● EXERCISE AIM:
In the data that follows, how many lines include the string "account"? Answer with the number alone.

● DATASET RECORDS:
Issue #20, opened 2021-03-16
send email upon completion of long requests


volodymyrss:
token contains email. If request took a while - and email can be useful. There could be other factors to control email delivery. TBD

burnout87:
Which email address should be used?

Is there already something like info-at-astro etc etc ?

volodymyrss:
the email needs to be sent to the user - i.e. the one found in the token.

volodymyrss:
but it's a good idea to send one to us too. We have an email, like astroooda-feedback, we should ask @motame , I forgot.
we can also send a backup one to team@odahub.io

burnout87:
Sorry, I didn't specify, which email should be used as a sender? That's why I gave the example wit info at ...

volodymyrss:
yes, well, we still should send it to info@astro smth. for backup. 
as for the from, you can as well use team@odahub.io . It will work now for reply, and it includes you. And we see if we find some alternative.

volodymyrss:
oh, "from", "reply-to" emails as well as SMTP details should be configurable. They depend on the deployment. For experiment, you can even use localhost. Or gmail. For pytest - maybe [this](https://pypi.org/project/pytest-localserver/)?

burnout87:
Yes, those should be configurable, depending on the deployment, like we did for the secret key

Will look into it, I also found [this](https://realpython.com/python-send-email/).

burnout87:
Something there was no time to discuss during the last meeting: how can we define a "long" request?
I thought of two possible scenarios:

- Execution time exceeds a certain threshold
- Asynchs requests

Any other situation to take into account?

ferrigno:
I think that every request should be considered as long, UNLESS products are ready and can be directly retrieved at the first call. I do not know exactly if this is equivalent to asynchronous request, you should check in the dispatcher, I believe.

volodymyrss:
> Something there was no time to discuss during the last meeting: how can we define a "long" request?
> I thought of two possible scenarios:
> 
>     * Execution time exceeds a certain threshold

Yes. Maybe we can store this user choice in token.
By the way, note that this will probably only happen during "callback" requests, i.e. when user is not active.

> 
>     * Asynchs requests

This should only apply to async request, since sync ones can never be long really - they will timeout.

> 
> 
> Any other situation to take into account?

volodymyrss:
[...]

PR #51, opened 2021-04-03
Integralallsky plugin

volodymyrss:


volodymyrss:
@burnout87 here I test compatibility with one of the plugins.

cdci_data_analysis/analysis/queries.py
```diff
@@ -545,6 +542,9 @@ def get_query_products(self,instrument,job,run_asynch,query_type='Real',logger=N
             else:
                 debug_message=''
 
+            if os.environ.get('DISPATCHER_DEBUG', 'yes') == 'yes':
```
volodymyrss, line 545: do we still need this? I think maybe yes?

● RESPONSE:
2